Though now largely forgotten by just about everyone except hardcore fantasy enthusiasts and Sean Connery completists, 1996’s DragonHeart remains a quietly fascinating slab of action-adventure filmmaking, and was actually a movie slightly ahead of its time. It was also a movie with a surprisingly tortured production history. The original script came from Patrick Read Johnson, who had co-written and directed the oddball 1990 sci-fi comedy, Spaced Invaders, and hoped to make this his considerably more ambitious sophomore effort. But Johnson’s entertaining and inventive script – about a knight who teams with the world’s last dragon to defeat an evil king – had generated a little heat, and the purchasing studio, Universal, started shopping it to Hollywood’s biggest directors. Richard Donner (Superman, The Goonies, Lethal Weapon, The Omen) was the first to take the bait, and he immediately started looking at ways to create a believable on-screen dragon (who actually talks, and is a noble, likeable character in his own right), instantly looking at the burgeoning CGI techniques of the day. “Richard Donner was actually the first to test the idea of a CG dragon,” Patrick Read Johnson told IGN. “He had [special effects company] ILM take the T-Rex from Jurassic Park and animate its mouth to speak. I’d love to see that footage! I’m sure that it’s hysterical. Maybe someone will anonymously send it to me!” After Donner failed to effectively make the dragon work, Kenneth Branagh briefly tangled with DragonHeart before Rob Cohen (The Fast & The Furious) took the helm, and crafted a rollicking, heartfelt fantasy, with Dennis Quaid as the knight, Bowen, and Sean Connery as the voice of the scene stealing dragon, Draco.

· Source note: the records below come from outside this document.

PR #1613, opened 2024-06-11
Delete localisation missions

### LINKED ISSUE #1595: Remove localization missions
Currently we send an explicit localization mission to the robots that support localization. This is done in order to check that the robot is in the correct location before scheduling a full mission. However, robots will regardless need to localize in order to run the next mission. Therefore, as long as we are able to tell from the feedback we get from ISAR that the reason a mission failed was due to localization failing, then there is no need to have localization as a Flotilla feature. This would significantly simplify Flotilla and make the system more robust. In this case we would not need to check what missions are currently scheduled or running, or what mission just finished. Instead we could simply run a mission when the robot is available, and if the localization step fails then we report this to the user.

As described above, we will keep the prompt for the user in the frontend, telling them to ensure the robot is in the right place when starting a mission, but after that we will simply schedule the intended mission. The user will therefore not need to understand what a localization mission does, and they will only need to care about localization when it fails. Functionality will otherwise not change, but a major cleanup of the mission scheduling logic can then be done.

It will generally not change, but the resulting simplification of the code can improve the overall robustness of the system in the long run.

andchiind:
Closes #1595

### DIFF
--- a/backend/api.test/Database/DatabaseUtilities.cs
+++ b/backend/api.test/Database/DatabaseUtilities.cs
@@ -59,13 +59,6 @@ namespace Api.Test.Database
                 Map = new MapMetadata(),
                 InstallationCode = installationCode
             };
-            if (missionRunType == MissionRunType.Localization)
-            {
-                missionRun.Tasks = new List<MissionTask>
-                {
-                    new(new Pose(), MissionTaskType.Localization)
-                };
-            }
             if (missionRunType == MissionRunType.ReturnHome)
             {
                 missionRun.Tasks = new List<MissionTask>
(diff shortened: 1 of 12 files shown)


mrica-equinor:
Don't we want to keep the stepwise for a while? Should we maybe delay this getting merged a bit longer?

andchiind:
> Don't we want to keep the stepwise for a while? Should we maybe delay this getting merged a bit longer?

Stepwise does regardless not work right now, and when we get stepwise to work I anyways think that we should not be using localisation missions.

andchiind:
Some of the same changes can still be made even after we have now redone how localisation missions work (we no longer have standalone localisation missions), but this should be done in another PR.

PR #1616, opened 2024-06-12
Fix buttons disappearing on long maps

### LINKED ISSUE #1600: Confirm robot location button not reachable for larger images
**Describe the bug**
The card for checking that the robot is placed at the right location is not scrollable and goes past the bottom of the screen for larger images, making it hard to actually click the confirm button.

**To Reproduce**
Start a mission with a large map

**Expected behavior**
We should be able to scroll to the bottom of the card.

**Screenshots**
hard to confirm

Eddasol:
Closes #1600


haakonsf (approved):
LGTM

Issue #1537, opened 2024-04-09
Frontend screen sometimes goes white when scheduling multiple missions at once


oysand:
**Describe the bug**
Sometimes when scheduling all the missions on the mezzanine deck at Huldra in dev the screen is goes completely white. A refresh "fixes" the problem.

**To Reproduce**
Queue all the missions on the mezzanine deck at Huldra multiple times.

**Expected behavior**
Screen should not be blank

**Screenshots**
![image](https://github.com/equinor/flotilla/assets/32652118/cc1d2f94-9a69-4c05-ba37-e93037cebd0f)

oysand:
Experienced the bug with updated mission topic as well with the missionRunContext

mrica-equinor:
I haven't been able to reproduce this bug so we might consider waiting on this to see if it keeps happening

oysand:
New instance seen in staging: 
![image](https://github.com/equinor/flotilla/assets/32652118/c1580683-a302-4e21-9123-b4f53695c584)
Occured after opening staging and just leaving it on the side in a tab for approximatly 5-10 minutes. When revisiting the tab it was all white and had error on the robot status card

oysand:
New occurance: 
![image](https://github.com/equinor/flotilla/assets/32652118/89e1fdf2-0566-4dd7-aa1a-4ed43f6ce802)

mrica-equinor:
![Image](https://github.com/equinor/flotilla/assets/108514046/b5cbec08-fc17-4b4e-a2bf-46e545e20dfb)



![Image](https://github.com/equinor/flotilla/assets/108514046/8f0973d8-43f7-4804-bd87-dd3300119e0a)

Eddasol:
When adding this to signalRContext.tsx
![Image](https://github.com/equinor/flotilla/assets/33518988/3cb26b57-25d7-4777-be92-4e14b9de49d1)

the console.log message appears at the same time as these kind of "screen goes white"-events
![Image](https://github.com/equinor/flotilla/assets/33518988/1a09635d-b719-47fa-bc18-653de446a9e8)

Seems that the issue is caused by signalRMessages sometimes being empty

Eddasol:
Frontend part of this issue is solved by adding error handling in #1617. Backend issue and root cause is handled by #1604

oysand:
Reappered on robot status card
![image](https://github.com/equinor/flotilla/assets/32652118/43990393-f13f-4b18-928a-6de7d0808d58)

Issue #1604, opened 2024-06-05
Isar mission run sometimes is not yet created when receiving task status


andchiind:
**Describe the bug**
In the screenshot, the LogWarning line is sometimes reached. This is likely due to the mission run not being updated in the database at the point in time when the first task update is received from ISAR, causing it to not find the mission run. This causes it to send a value of null to signalR, in turn causing an error in the frontend. This should be handled better, and at the very least we should not send a null value for the mission run to the frontend.

**To Reproduce**
Running missions with isar_robot where the first task finishes quickly.

**Expected behavior**
The mission run value sent to signalR should never be null.

**Screenshots**
![image](https://github.com/equinor/flotilla/assets/20266900/3c60d2bc-3994-4b34-b7c9-58e9a4874cc7)

PR #1617, opened 2024-06-12
Prevent frontend from crashing on empty signalR message

Eddasol:
Solves #1537

### DIFF
--- a/frontend/src/components/Contexts/SignalRContext.tsx
+++ b/frontend/src/components/Contexts/SignalRContext.tsx
@@ -81,7 +81,14 @@ export const SignalRProvider: FC<Props> = ({ children }) => {
     }, [accessToken])
 
     const registerEvent = (eventName: string, onMessageReceived: (username: string, message: string) => void) => {
-        if (connection) connection.on(eventName, (username, message) => onMessageReceived(username, message))
+        if (connection)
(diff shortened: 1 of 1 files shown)


frontend/src/components/Contexts/SignalRContext.tsx
```diff
@@ -81,7 +81,14 @@ export const SignalRProvider: FC<Props> = ({ children }) => {
     }, [accessToken])
 
     const registerEvent = (eventName: string, onMessageReceived: (username: string, message: string) => void) => {
-        if (connection) connection.on(eventName, (username, message) => onMessageReceived(username, message))
+        if (connection)
+            connection.on(eventName, (username, message) => {
+                if (message === 'null') {
```
andchiind, line 86: Is the message a string with just "null" in it, and not a null string?

andchiind:
This PR solves the error checking in the frontend, which is good. The underlying backend issue is likely this: https://github.com/equinor/flotilla/issues/1604

frontend/src/components/Contexts/SignalRContext.tsx
Eddasol: Yes, the message is 'null' and its only after JSON.parse that we end up with null

oysand (approved):
LGTM

PR #1618, opened 2024-06-14
Allow echo missions with tags without area code

### LINKED ISSUE #1561: Entire echo mission fails if one tag is missing area information
**Describe the bug**
When scheduling echo mission: If one of the tags in the mission is lacking locationCode, it will throw an error and the entire mission will fail to be scheduled. This then leads to a "Request error"-banner in frontend with the message: Failed to schedule mission 'mission name'. An unexpected error occurred when handling the request.

**To Reproduce**
Start mission "Mission where tag is missing locationCode"

**Expected behavior**
Should the mission fail of one of the tags have problems? 
  If so: should the problematic tag still be included (thinking yes but unsure)?
  If not: There needs to be better information to the user

**Screenshots**

Eddasol:
Closes #1561

### DIFF
--- a/backend/api.test/Mocks/StidServiceMock.cs
+++ b/backend/api.test/Mocks/StidServiceMock.cs
@@ -12,7 +12,7 @@ namespace Api.Services
     {
         public const string ServiceName = "StidApi";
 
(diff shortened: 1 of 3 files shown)


mrica-equinor (approved):
LGTM :)

PR #1626, opened 2024-06-20
Move missionwise localisation inside semaphore

andchiind:


mrica-equinor (approved):
LGTM :)

backend/api/Services/MissionSchedulingService.cs
```diff
@@ -71,6 +71,7 @@ public async Task StartNextMissionRunIfSystemIsAvailable(string robotId, bool is
                     await robotService.UpdateCurrentArea(robot.Id, null);
                 }
                 if (missionRun == null) { return; }  // The robot is already home
+                isFirstMissionInQueue = false;
```
mrica-equinor, line 74: Treats the symptom but doesn't fix it

andchiind: Still a useful failsafe in my opinion, in case mistakes have been made elsewhere in the code. This will prevent invalid values being sent to ISAR in that case.

PR #1665, opened 2024-07-10
Fix removing a mission from queue that has started

### LINKED ISSUE #1548: Backend crashes if we remove a mission from the queue that has just started
**Describe the bug**
If we click the remove mission from queue button just when the mission is starting, the status will be ongoing instead of pending but the ongoing card and pending mission card haven't re-rendered. As a consequence, the backend crashes. 

This should not happen, the exception should be caught and a message to the frontend should say that the mission wasn't able to be removed because it already started. Possibly ask the user if it wants to stop the mission.

**To Reproduce**
Remove the first mission in the queue just when the localization is finishing.

**Expected behavior**

**Screenshots**

mrica-equinor:
Closes #1548

### DIFF
--- a/backend/api/Services/MissionRunService.cs
+++ b/backend/api/Services/MissionRunService.cs
@@ -282,6 +282,7 @@ namespace Api.Services
                 return null;
             }
 
+            context.Entry(missionRun.Status).State = EntityState.Unchanged;
             context.MissionRuns.Remove(missionRun);
             await ApplyDatabaseUpdate(missionRun.Area?.Installation);
             _ = signalRService.SendMessageAsync("Mission run deleted", missionRun?.Area?.Installation, missionRun != null ? new MissionRunResponse(missionRun) : null);


andchiind (commented):
If this solution works then we can merge it, but I was just wondering if you know why this fixes the issue?

mrica-equinor:
> If this solution works then we can merge it, but I was just wondering if you know why this fixes the issue?

Basically what is happening is that due to timing when this code runs the mission status has been updated from pending to ongoing. What happens currently is that the mission will remain ongoing and the user needs to click on it again to remove it by stopping it. 

Why isn't the mission actually removed? I honestly don't know. I expected the behaviour to be removing the mission completely but it doesn't. Could be that it can't remove something with an entity with status that is unchanged. 

Either way this fixes the bug, and the backend no longer crashes but I agree we could look into it more to fully understand what is happening.

andchiind (approved):
LGTM

PR #1668, opened 2024-07-16
Add missing error handling in frontend

andchiind:
It is worth noting that error messages that use the FailedRequestAlertContent component, do not update their translations when the selected language changes. I am looking into this, but it is not a large priority since this is a very niche issue,


mrica-equinor (approved):
LGTM :)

Of the many, many adaptations of the novels of horror master, Stephen King, one of the best is ironically lifted from one of his non-horror titles. Based upon the author’s 1982 novella, The Body, Rob Reiner’s 1986 comedy drama, Stand By Me, is an extraordinary mix of adolescent angst, scatological humour, lurching menace, and smalltown Americana, and rates as one of the director’s best works. It wasn’t, however, initially his. King’s The Body was loved by screenwriters, Raynold Gideon and Bruce Evans (who had penned John Carpenter’s brilliant 1984 sci-fi drama, Starman), and they crafted their own adaptation of the novella on spec, even though they knew that it would be a tough sell. Aware that the film’s young teenaged characters would preclude the casting of major stars in the principal roles, they set about attaching a big-name director in order to catch studio interest. They hooked a burgeoning heavy hitter in the form of British filmmaker, Adrian Lyne, who was hot off 1983’s smash hit, Flashdance, and had also directed the 1980 teen drama, Foxes, starring Jodie Foster. Lyne helped Gideon and Evans develop the script, and assisted them in obtaining a studio deal, but there was a problem: the director was finishing editing on his sexy drama, 91/2 Weeks, and he’d promised himself a holiday upon completion. “Lyne is a good friend,” Gideon told The Sun-Sentinel. “He was enthusiastic, but he wanted to wait until the spring of 1986 to start production. We told him that we couldn’t wait that long.” Unwilling to budge, the holiday-minded Lyne dropped out of Stand By Me, and the project was handed on a silver platter to Rob Reiner, who promptly turned it into movie gold.